Nahm's equations (\ref{Nahmeqn}) are equivalent to a Lax pair. Hence, there
is an associated algebraic curve, which is, in fact, the spectral curve.
Explicitly, the \spc may be read off from the Nahm data as the
equation
\be
\mbox{det}(\eta+(T_1+iT_2)-2iT_3\zeta+(T_1-iT_2)\zeta^2)=0.
\label{lax}
\ee
 \\

\noindent {\bf C}. Based rational maps. 

A based rational map of degree $n$ from \PP$_1$
into \PP$_1$ sending $z=\infty$ to $z=0$ can be
given by
\be
r(z)=\frac{p(z)}{q(z)}
\ee
where $q(z)$ is a monic polynomial in $z$ of degree $n$ and
$p(z)$ is a polynomial in $z$ of degree less than $n$, which
has no factor in common with $q(z)$. 
We let $R_n$ denote the space of such rational maps.

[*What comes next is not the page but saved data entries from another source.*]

Issue #2999, opened 2015-10-27
[Taranis] Problem with SBUS Trainer mode


bsongis:
Reported by Wayne: **we had a few reports from people. We did most all of our testing with the D4R-II in CPPM mode. Only ground checks with Sbus, so we failed to fully test it. Sorry!! The issues take a little time to show up, but sure enough it seems to do it every time. 
We also wired in an X8R just to make sure it was not an RF thing, and it had the same results.
from an observation emailed to me this morning:
But the worst part was that after several minutes with the
Student flying, the plane would go crazy, and returning control
to the Instructor it started working OK.**

But it means ... who has the RSSI warning?

**I think the master radio does. I was out sick this weekend, so was not present for this round of testing.**

would you double check if you can reproduce?
I just read again the code, I really see nothing, I hope it's not just interferences between the 2 modules

**I just asked Bruce a few more details from his weekend testing. He was doing the additional testing as we had heard from a few people about issues when using Sbus with the Linker. It may be a while before I have an answer for you.**

kilrah:
Another report:
http://www.rcgroups.com/forums/showpost.php?p=33039291&postcount=14

And in French:
http://frskytaranis.forumactif.org/t2828-rx-sans-telemetrie-avec-sortir-cppm#33090

kilrah:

It was conjectured in \cite{HMM} and proved by Bielawski \cite{Bi}, that for a rational map $p(z)/q(z)$ with well-separated poles $\beta_1,\ldots,\beta_n$ the corresponding monopole is
approximately composed of well-separated 1-monopoles with phases
$p(\beta_i)/|p(\beta_i)|$ located at the points $(x_1,x_2,x_3)$,
 where $x_1+ix_2=\beta_i$ and $x_3=\frac{1}{2}\log{|p(\beta_i)|}$.  This approximation applies only
when the values of the numerator at the poles is small compared to the
distance between the poles. 

The rational map provides a convenient parameterization of the moduli
space and with it it is possible to define the moduli space of strongly
centred monopoles precisely. A monopole with rational map $p(z)/q(z)$
is strongly centred if the roots of $q(z)$ sum to zero and the product
of $p(z)$ evaluated
at each of the roots of $q(z)$ is equal to unity. Thus, if we label the
roots of $q(z)$ as $\beta_1,\ldots,\beta_n$, as above, a monopole is strongly centred if
\bea \sum_{i}\beta_i&=&0\label{sc1}\\
    \prod_ip(\beta_i)&=&1\label{sc2}.\eea
The spectral curve of a strongly centred monopole has $a_1(\zeta)=0$.
The Nahm data of a strongly centred monopole are traceless.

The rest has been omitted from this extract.